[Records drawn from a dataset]
_ _ _ _

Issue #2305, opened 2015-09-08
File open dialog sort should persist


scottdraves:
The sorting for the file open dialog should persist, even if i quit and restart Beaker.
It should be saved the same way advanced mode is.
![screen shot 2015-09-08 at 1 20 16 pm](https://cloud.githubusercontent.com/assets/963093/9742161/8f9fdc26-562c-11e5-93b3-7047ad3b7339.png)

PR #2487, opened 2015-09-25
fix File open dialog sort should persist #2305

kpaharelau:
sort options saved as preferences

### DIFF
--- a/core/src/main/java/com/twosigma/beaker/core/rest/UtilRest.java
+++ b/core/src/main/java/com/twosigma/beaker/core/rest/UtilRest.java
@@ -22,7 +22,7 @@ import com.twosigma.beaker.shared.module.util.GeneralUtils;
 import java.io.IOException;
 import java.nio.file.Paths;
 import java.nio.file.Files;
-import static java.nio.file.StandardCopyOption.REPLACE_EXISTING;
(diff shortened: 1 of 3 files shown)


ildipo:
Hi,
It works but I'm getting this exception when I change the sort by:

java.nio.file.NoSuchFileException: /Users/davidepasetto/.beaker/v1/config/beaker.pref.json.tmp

_ _ _ _

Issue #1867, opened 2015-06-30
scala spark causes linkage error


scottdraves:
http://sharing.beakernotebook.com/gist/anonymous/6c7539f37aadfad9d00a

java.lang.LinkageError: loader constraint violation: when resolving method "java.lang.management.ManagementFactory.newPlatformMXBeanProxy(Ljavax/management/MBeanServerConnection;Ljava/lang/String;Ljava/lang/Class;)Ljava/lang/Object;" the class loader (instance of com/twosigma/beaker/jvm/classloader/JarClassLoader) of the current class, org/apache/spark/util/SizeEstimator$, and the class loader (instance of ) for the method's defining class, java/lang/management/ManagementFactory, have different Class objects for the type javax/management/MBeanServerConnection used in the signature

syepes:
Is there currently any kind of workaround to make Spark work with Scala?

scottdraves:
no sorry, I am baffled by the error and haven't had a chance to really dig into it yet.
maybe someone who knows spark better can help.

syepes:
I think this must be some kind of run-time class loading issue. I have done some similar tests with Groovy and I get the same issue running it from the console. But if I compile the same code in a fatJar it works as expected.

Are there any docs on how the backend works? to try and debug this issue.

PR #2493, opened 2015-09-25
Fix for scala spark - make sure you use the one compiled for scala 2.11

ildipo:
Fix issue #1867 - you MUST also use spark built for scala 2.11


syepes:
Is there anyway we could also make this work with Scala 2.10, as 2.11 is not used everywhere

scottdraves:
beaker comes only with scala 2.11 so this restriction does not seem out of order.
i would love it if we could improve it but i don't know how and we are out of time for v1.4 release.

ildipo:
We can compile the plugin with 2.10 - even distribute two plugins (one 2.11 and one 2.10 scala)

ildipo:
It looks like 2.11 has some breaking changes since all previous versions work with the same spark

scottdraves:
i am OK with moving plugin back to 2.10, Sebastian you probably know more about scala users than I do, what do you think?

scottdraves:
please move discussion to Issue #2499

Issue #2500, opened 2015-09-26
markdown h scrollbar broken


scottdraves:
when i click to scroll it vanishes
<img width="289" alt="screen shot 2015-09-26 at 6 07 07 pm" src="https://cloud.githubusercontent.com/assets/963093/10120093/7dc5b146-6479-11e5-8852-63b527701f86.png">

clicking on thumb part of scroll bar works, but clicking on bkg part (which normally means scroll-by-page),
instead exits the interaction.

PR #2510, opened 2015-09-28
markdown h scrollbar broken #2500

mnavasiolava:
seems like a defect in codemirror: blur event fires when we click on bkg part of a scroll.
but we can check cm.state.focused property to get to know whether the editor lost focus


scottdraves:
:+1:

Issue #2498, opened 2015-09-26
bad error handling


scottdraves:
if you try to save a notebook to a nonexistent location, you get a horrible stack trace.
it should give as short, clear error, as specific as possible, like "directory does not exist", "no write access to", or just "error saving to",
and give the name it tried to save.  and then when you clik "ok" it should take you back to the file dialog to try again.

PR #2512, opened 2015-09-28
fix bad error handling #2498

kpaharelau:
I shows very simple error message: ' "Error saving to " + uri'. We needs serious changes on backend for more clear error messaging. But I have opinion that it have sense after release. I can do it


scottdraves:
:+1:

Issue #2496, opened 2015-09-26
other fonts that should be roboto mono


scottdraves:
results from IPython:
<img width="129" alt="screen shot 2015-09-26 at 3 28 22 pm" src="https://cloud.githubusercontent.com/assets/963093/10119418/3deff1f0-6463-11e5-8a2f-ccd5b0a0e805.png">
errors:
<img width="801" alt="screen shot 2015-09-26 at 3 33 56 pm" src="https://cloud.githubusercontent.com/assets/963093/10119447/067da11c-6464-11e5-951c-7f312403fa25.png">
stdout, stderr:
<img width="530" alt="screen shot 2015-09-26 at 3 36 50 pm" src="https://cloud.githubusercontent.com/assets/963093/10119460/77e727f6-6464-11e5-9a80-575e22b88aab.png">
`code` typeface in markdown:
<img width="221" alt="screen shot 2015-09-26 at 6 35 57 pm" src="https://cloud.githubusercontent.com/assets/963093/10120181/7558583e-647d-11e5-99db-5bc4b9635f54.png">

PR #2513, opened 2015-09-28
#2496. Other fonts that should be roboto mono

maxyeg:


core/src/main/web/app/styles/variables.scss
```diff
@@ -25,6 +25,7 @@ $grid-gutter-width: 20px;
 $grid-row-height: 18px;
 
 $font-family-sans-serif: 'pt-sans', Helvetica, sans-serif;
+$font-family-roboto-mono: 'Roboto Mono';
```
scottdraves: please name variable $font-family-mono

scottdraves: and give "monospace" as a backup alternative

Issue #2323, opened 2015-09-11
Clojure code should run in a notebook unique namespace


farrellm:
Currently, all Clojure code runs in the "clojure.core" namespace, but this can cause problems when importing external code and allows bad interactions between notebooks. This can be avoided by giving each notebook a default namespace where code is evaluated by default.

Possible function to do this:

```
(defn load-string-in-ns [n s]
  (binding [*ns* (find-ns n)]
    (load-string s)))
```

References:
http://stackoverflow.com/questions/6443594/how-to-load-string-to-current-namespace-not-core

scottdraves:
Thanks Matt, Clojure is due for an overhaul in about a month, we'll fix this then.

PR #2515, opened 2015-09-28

_ _ _ _

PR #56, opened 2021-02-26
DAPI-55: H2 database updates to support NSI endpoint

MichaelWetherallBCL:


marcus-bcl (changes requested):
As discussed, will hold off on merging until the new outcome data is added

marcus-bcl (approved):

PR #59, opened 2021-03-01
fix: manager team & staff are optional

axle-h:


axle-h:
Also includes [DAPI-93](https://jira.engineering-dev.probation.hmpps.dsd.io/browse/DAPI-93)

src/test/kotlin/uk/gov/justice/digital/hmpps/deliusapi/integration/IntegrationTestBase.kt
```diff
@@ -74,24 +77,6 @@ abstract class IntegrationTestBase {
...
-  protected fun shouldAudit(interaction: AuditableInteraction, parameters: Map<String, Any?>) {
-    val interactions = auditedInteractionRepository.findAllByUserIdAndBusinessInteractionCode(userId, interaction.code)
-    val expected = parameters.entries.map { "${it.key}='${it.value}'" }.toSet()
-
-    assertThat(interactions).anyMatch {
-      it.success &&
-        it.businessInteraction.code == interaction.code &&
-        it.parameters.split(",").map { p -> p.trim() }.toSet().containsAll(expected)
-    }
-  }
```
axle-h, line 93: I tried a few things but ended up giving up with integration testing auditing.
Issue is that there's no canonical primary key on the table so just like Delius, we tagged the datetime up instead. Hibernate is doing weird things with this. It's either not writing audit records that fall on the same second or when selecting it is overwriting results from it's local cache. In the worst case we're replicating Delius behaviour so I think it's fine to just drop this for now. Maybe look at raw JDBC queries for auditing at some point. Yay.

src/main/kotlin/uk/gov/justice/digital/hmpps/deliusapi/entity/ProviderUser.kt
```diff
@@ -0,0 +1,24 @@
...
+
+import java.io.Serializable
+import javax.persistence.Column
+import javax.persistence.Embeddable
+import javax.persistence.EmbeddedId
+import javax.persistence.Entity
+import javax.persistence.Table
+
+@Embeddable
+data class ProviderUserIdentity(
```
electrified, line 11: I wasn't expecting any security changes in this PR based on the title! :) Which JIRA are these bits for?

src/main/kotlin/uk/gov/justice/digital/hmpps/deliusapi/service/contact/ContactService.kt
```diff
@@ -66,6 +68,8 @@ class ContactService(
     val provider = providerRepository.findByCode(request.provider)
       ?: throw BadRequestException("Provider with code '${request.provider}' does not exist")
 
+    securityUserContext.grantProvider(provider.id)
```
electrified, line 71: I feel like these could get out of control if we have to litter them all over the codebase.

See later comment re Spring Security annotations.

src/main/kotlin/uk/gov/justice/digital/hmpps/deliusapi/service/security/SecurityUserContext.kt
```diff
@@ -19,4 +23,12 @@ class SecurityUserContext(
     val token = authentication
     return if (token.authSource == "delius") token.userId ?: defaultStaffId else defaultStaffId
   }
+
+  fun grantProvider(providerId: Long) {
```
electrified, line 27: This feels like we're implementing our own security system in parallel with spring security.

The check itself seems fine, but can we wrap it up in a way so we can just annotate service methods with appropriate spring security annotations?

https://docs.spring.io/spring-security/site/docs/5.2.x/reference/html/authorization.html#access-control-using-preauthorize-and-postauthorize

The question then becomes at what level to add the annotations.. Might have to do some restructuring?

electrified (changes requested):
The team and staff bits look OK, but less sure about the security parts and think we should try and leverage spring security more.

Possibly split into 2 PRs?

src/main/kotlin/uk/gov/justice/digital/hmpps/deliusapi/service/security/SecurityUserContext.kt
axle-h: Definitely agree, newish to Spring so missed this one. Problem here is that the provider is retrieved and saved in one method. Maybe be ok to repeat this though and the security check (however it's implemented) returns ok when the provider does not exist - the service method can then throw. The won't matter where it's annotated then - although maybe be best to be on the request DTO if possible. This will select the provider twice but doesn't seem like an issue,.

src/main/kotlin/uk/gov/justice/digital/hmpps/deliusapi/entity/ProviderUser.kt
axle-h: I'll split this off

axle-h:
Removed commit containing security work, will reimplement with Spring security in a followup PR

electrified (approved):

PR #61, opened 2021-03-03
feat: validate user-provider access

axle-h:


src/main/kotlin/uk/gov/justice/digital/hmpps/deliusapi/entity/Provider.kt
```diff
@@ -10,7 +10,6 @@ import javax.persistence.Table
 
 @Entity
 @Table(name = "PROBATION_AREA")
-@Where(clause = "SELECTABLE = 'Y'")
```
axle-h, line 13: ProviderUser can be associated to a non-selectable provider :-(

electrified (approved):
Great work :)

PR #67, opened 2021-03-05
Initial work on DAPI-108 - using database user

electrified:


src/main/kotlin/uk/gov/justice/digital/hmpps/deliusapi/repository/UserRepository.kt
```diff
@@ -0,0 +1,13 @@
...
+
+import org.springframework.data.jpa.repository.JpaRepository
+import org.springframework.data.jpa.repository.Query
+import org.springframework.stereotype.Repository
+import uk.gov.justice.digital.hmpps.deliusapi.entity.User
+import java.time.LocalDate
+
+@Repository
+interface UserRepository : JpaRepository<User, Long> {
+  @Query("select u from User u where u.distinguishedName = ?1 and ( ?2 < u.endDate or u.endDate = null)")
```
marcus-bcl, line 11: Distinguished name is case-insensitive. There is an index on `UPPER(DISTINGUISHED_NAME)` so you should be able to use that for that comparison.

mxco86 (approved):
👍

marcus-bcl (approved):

_ _ _ _

### TRY IT
Transcribe, exactly and without additions, the lines of the records above, beginning with the line that contains "Issue #2305, opened 2015-09-08" and ending with the line that contains "It should be", both included.

### COMPLETED EXERCISE
Issue #2305, opened 2015-09-08
File open dialog sort should persist


scottdraves:
The sorting for the file open dialog should persist, even if i quit and restart Beaker.
It should be saved the same way advanced mode is.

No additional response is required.